するとドラゴン自身の性能勝負になってしまいがちになる。そうなると鱗の硬さや爪の鋭さ、属性の相性等がより重要になってくる。人形態から竜形態に移行すると、とにかく死ににくくなる。鱗で防御力が上がり、爪や牙で攻撃力が上がる。
再生力も段違いだ。同じ実力の二人が片方が人形態で、もう一人が竜形態で戦ったとすると人形態の方は竜形態の相手に致命傷を与えるのは非常に難しい。それ程までに竜化は強力なのだ。

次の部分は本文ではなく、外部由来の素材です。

PR #318, opened 2021-07-23
Fix excessive oVirt validation.

jortel:
As part of periodic listing VMs that need to be validated, the latest policy version is requested from the policy-agent (validation service).  The version for oVirt and vSphere are different but the path used by the controller in the URL was hard coded for /vmware/.  As a result, when getting the version intended to be match for oVirt (latest=1), it was the policy version for vSphere (latest-5).  This caused the query of:
```
where revision != revisionValidated OR policyVersion != :version
```
to always match ALL oVirt VMs becuase `:version` was incorrect for oVirt.

The fix is to pass the _endpoint_ for retrieving the version from the validation service like is done for validation.

https://bugzilla.redhat.com/show_bug.cgi?id=1985480

---

Also:
- adjusted the logging a little based on experience troubleshooting.
- made the validation service CA optional to make testing easier.

### DIFF
--- a/pkg/controller/provider/container/vsphere/reconciler.go
+++ b/pkg/controller/provider/container/vsphere/reconciler.go
@@ -860,11 +860,6 @@ func (r Reconciler) applyEnter(tx *libmodel.Tx, u types.ObjectUpdate) error {
 		return liberr.Wrap(err)
 	}
 
-	r.log.V(3).Info(
-		"Model created.",
-		"model",
-		libmodel.Describe(m))
-
 	return nil
 }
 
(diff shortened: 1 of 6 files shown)


mansam (approved):
LGTM

pkg/controller/provider/container/vsphere/reconciler.go
```diff
@@ -860,11 +860,6 @@ func (r Reconciler) applyEnter(tx *libmodel.Tx, u types.ObjectUpdate) error {
 		return liberr.Wrap(err)
 	}
 
-	r.log.V(3).Info(
-		"Model created.",
-		"model",
-		libmodel.Describe(m))
-
```
jortel, line 867: Level=3 should not be used for per-object logging.
This will be logged by the _model_ layer at level=4.

PR #320, opened 2021-07-26
Fix processing RHV events for removal.

jortel:
Fix processing RHV events for removal of (dataCenter, cluster, host & VM)
Event handler using `Ref` but should be using `ID` which results  in _model.NotFound_ error and leaving the object in the inventory.  This is especially bad for VMs because it results in 500 errors trying to expand them in the web API.

Also, log validation task error as log.Error() to include more context.

https://bugzilla.redhat.com/show_bug.cgi?id=1986106


mansam (approved):
LGTM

ドラゴンになった時の戦う技術は竜闘術と呼ばれている。竜闘術では性能で劣る者が上回る者に勝つのは非常に困難だ。体の性能で劣るシュドラは竜闘術を研究し、発展させなければ自分の未来は無いと思っていた。
竜闘術は優れているがその性質上、格上の相手に対する戦い方が手薄になっている。ドラゴンになってしまえば自分より強い相手などほとんどいない。だから自分より格下の相手を大勢相手にした時の戦いを想定して作られている。
一族毎に自分と同じ竜形状の相手と戦う秘伝の技がある。しかしシュドラがそれを得られるかと言うと難しい所だった。竜人王に技を伝授されるとしてもライムの息子の方になるだろう。シュドラはこれからの自分の進退を考えてライムに武術の教師を探してもらった。
それで見つかったのがゾグルだ。ゾグルは牛人でその優れた筋力から繰り出される技は敵の強固な守りを無視して内部に衝撃を与える。シュドラはその技術を欲した。格上のドラゴンは鱗自体が硬く、鱗の硬度が劣っているドラゴンは圧倒的に不利だ。
最初から着ている鎧に差があるのに加えて、鱗が硬いドラゴンは爪だって硬い。攻防ともに劣るドラゴンが格上のドラゴンに勝つのは困難だ。その差を埋める為の技をシュドラは求めていた。
ゾグルの技術は人形態の技ではあるが技の原理が分かればドラゴン形態でも使える可能性がある。シュドラはゾグルに鎧通しの技術を教わった。人形態での戦いでは使えるようになったが竜形態で使うにはまだまだ未熟であった。
シュドラが地道に鍛錬をしていく中、突然事態は急変した。